Well they will be replaced by others will they not?

But I'm sure you mean that they were nice dividends!


----------



## money tree (19 January 2006)

There is no need to suffer any capital loss (or gain) by accumulating franking credits. I teach ways of eliminating all risk while stripping the franking credits (which I wont get into in this post).

What rozella does is not 'dividend stripping'. His aim is to extract the cash div and resell when the stock rebounds. 

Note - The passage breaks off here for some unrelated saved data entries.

PR #148, opened 2019-07-15
MAISTRA-621 fix conflict handling when updating namespace labels in s…

rcernich:
…mmr controller

### DIFF
--- a/pkg/controller/servicemesh/memberroll/controller.go
+++ b/pkg/controller/servicemesh/memberroll/controller.go
@@ -741,7 +741,7 @@ func (r *namespaceReconciler) reconcileNamespaceInMesh(namespace string) error {
 			err = r.client.Update(context.TODO(), namespaceResource)
 			if err != nil {
 				if errors.IsConflict(err) {
-					namespaceResource := &corev1.Namespace{}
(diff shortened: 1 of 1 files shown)


pkg/controller/servicemesh/memberroll/controller.go
```diff
@@ -741,7 +741,7 @@ func (r *namespaceReconciler) reconcileNamespaceInMesh(namespace string) error {
 			err = r.client.Update(context.TODO(), namespaceResource)
 			if err != nil {
 				if errors.IsConflict(err) {
-					namespaceResource := &corev1.Namespace{}
+					namespaceResource = &corev1.Namespace{}
```
luksa, line 744: Can probably remove this line altogether.

rcernich: Probably, and that was my gut instinct, but I wasn't sure whether or not the client would clear all the fields.  (I know for SAR in member roll validator, it doesn't clear all the status fields.)

luksa: Ah, ok. Then better not remove it for now.

luksa (approved):
LGTM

Franking credits are not usable by overseas funds/shareholders and as a result ex-div falls do not allow for the franking credits (90% of time - Brown & Clarke paper 1992). This means if NAB pays a $0.70 cash div, the stock will most likely fall 70c once ex-div.

Therefore, if you buy the stock cum div for say $32, then sell ex-div for $31.30, you suffer a 70c capital loss (which can be very useful to offset other gains) and create income of 70c. But you also have a tax credit of 30c.  

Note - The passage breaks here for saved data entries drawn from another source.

PR #154, opened 2019-07-18
MAISTRA-578 cleanup ClusterRole for istio-operator

rcernich:


rcernich:
@dmitri-d, this is a cleaned up version of the `ClusterRole` required by the operator.  I still need to run some tests through bookinfo to verify that everything is working correctly.  Note, there are still a few items that need to be removed, but those require changes to some of the components.

deploy/servicemesh-operator.yaml
```diff
@@ -127,23 +127,27 @@ rules:
...
+  - namespaces
   - persistentvolumeclaims
-  - events
-  - configmaps
+  - pods
+  - replicationcontrollers
   - secrets
   - serviceaccounts
-  - namespaces
-  - routes
```
brian-avery, line 139: is routes still needed?

deploy/maistra-operator.yaml
```diff
@@ -127,23 +127,27 @@ rules:
...
+  - namespaces
   - persistentvolumeclaims
-  - events
-  - configmaps
+  - pods
+  - replicationcontrollers
   - secrets
   - serviceaccounts
-  - namespaces
-  - routes
```
brian-avery, line 139: is routes still needed?

deploy/servicemesh-operator.yaml
rcernich: It's namespaced now, route.openshift.io/v1 instead of just v1.

rcernich:
Also removes jaeger-agent service account, unsupported charts, and most instances of use anyuid scc.

jwendell (approved):

brian-avery (approved):

PR #157, opened 2019-07-18
[MAISTRA-625] Enable CNI unconditionally on OCP 4

jwendell:
We check for the presence of the NetworkAttachmentDefinition CRD and enable CNI
for all Control Planes in the cluster if it is present.

If it's not present, then we disable CNI, likely in OCP 3 environments.

This means that we are overriding whatever the user puts in the `istio_cni.enabled`
field of the SMCP definition.


pkg/controller/controller.go
```diff
@@ -2,17 +2,26 @@ package controller
...
 
 // AddToManagerFuncs is a list of functions to add all Controllers to the Manager
 var AddToManagerFuncs []func(manager.Manager) error
 
-// AddToManager adds all Controllers to the Manager
-func AddToManager(m manager.Manager) error {
+
+// Init initializes controller
+func Init(m manager.Manager) error {
+	common.InitCNIStatus(m)
```
rcernich: I think we should leave this function named `AddToManager()` and move this `InitCNIStatus()` code into the initialization of the smcp controller's `Add()` function.

pkg/controller/servicemesh/controlplane/reconciler.go
```diff
@@ -110,6 +110,10 @@ func (r *ControlPlaneReconciler) Reconcile() (reconcile.Result, error) {
 		"istio/charts/grafana",
 		"istio/charts/kiali",
 	}
+	if !common.IsCNIEnabled {
```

Now if you have no capital gains to offset, depending on your investor/trader status (or if using a SMSF), these two will cancel out:

Cash div received = $11,666. Capital loss = $11,666. Taxable income = $0. Franking credits used = $0. Tax refund = $5,000.

Thats $5,000 created out of thin air. Every year. One for you, and one for your partner. Then do it on both Super funds. 

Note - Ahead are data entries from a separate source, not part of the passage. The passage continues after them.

PR #212, opened 2019-08-14
MAISTRA-765: Update kiali version to 1.0.5

knrc:


brian-avery (approved):

helm/istio/charts/kiali/templates/kiali-cr.yaml
```diff
@@ -8,29 +8,47 @@ spec:
   istio_namespace: "{{ .Release.Namespace }}"
 
   auth:
+{{- if .Values.dashboard }}
```
brian-avery, line 11: Does helm let us do:
{{- if and (.Values.dashboard (not (and (.Values.dashboard.user) (.Values.dashboard.passphrase)))) }}

In other words, do we need else strategy: login else strategy: login?

jwendell (approved):

PR #217, opened 2019-08-19
MAISTRA-537 Remove access to node objects from istio-cni cluster role

luksa:


jwendell (approved):

brian-avery (approved):

rcernich (approved):
This is a low priority, as the cni service account already has access to elevated SCC.

PR #218, opened 2019-08-19
MAISTRA-792 Fix error handling in UpdateReadiness / PostStatus

luksa:


pkg/controller/servicemesh/controlplane/readiness.go
```diff
@@ -1,39 +1,36 @@
...
 	r.Log.Info("Updating ServiceMeshControlPlane readiness state")
 	notReadyState, err := r.calculateNotReadyState()
 	if err != nil {
-		condition := v1.Condition{
-			Type:    v1.ConditionTypeReady,
-			Status:  v1.ConditionStatusUnknown,
-			Message: fmt.Sprintf("error collecting ready state: %s", err),
-		}
-		r.Status.SetCondition(condition)
-		r.Manager.GetRecorder(controllerName).Event(r.Instance, corev1.EventTypeWarning, eventReasonNotReady, condition.Message)
```
rcernich, line 36: Shouldn't we be updating the state and recording an event for this case?  These are the only ways a regular user has to know something went wrong.

luksa: Yeah, I was wondering about this. But nowhere else do we record an event when an actual error happens - not even where we call the exact same function as here (`calculateNotReadyState`). The function returns an error only if it's unable to read from the cache, so it's unlikely to ever happen.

All of a sudden, you have $20k extra....every year   

Now you might think you need $200k to do this. You dont. It can be done with about $3k. Some might ask:

"yeah but what if the stock drops $1.25?"

thats why its important to hedge the risk. We sacrifice the possible capital gain in exchange for eliminating the chance of a capital loss.

And how many advisors / accountants know this? NONE. Ive taught about 3 advisors and 2 accountants this stuff.


----------



## tech/a (19 January 2006)

So then if nothing goes wrong the hedge is lost?

How long would you need to hold the stock?

*You want to be careful Tree I may even buy your course!!
If you keep posting meaty stuff!*


----------



## bullmarket (19 January 2006)

hi knobby



			
				Knobby22 said:
			
		

> Can I just say that I am far from retiring but i know other investors with the same mindset and it serves them well.
> 
> If you buy stocks that gradually increase dividends every year (e.g.banks, gambling stocks) and stay away from dodgy stuff like Telstra, you tend to make a reasonable capital gain every year. If you look at the returns of reasonably yielding stocks they do OK.  In booms like the present you earn a bit less but in slow periods you can do better.
> 
> I am interested if bullmarket thinks the above statement is true.




Yes I agree with you in general, if you stick to the so called bluechips for at least a few years given that the historical stock market return is about 10% pa.  But there will be the odd year where you could experience a loss for the year.

*tech/a*

re your "I'm genuinely interested in this school of thought as I must say I cant understand it from this view." let me try to clarify.

I am retired now and require a bit over 5% average yield from my investments in order to generate sufficient income for our annual living expenses.

Based on lifestyle choices my no.1 priority now is income with minimal tax and not capital gains (but as I said earlier they are welcome if they occur ). I don't want to be sitting infront of a pc all day watching changing stock prices or analysing price charts.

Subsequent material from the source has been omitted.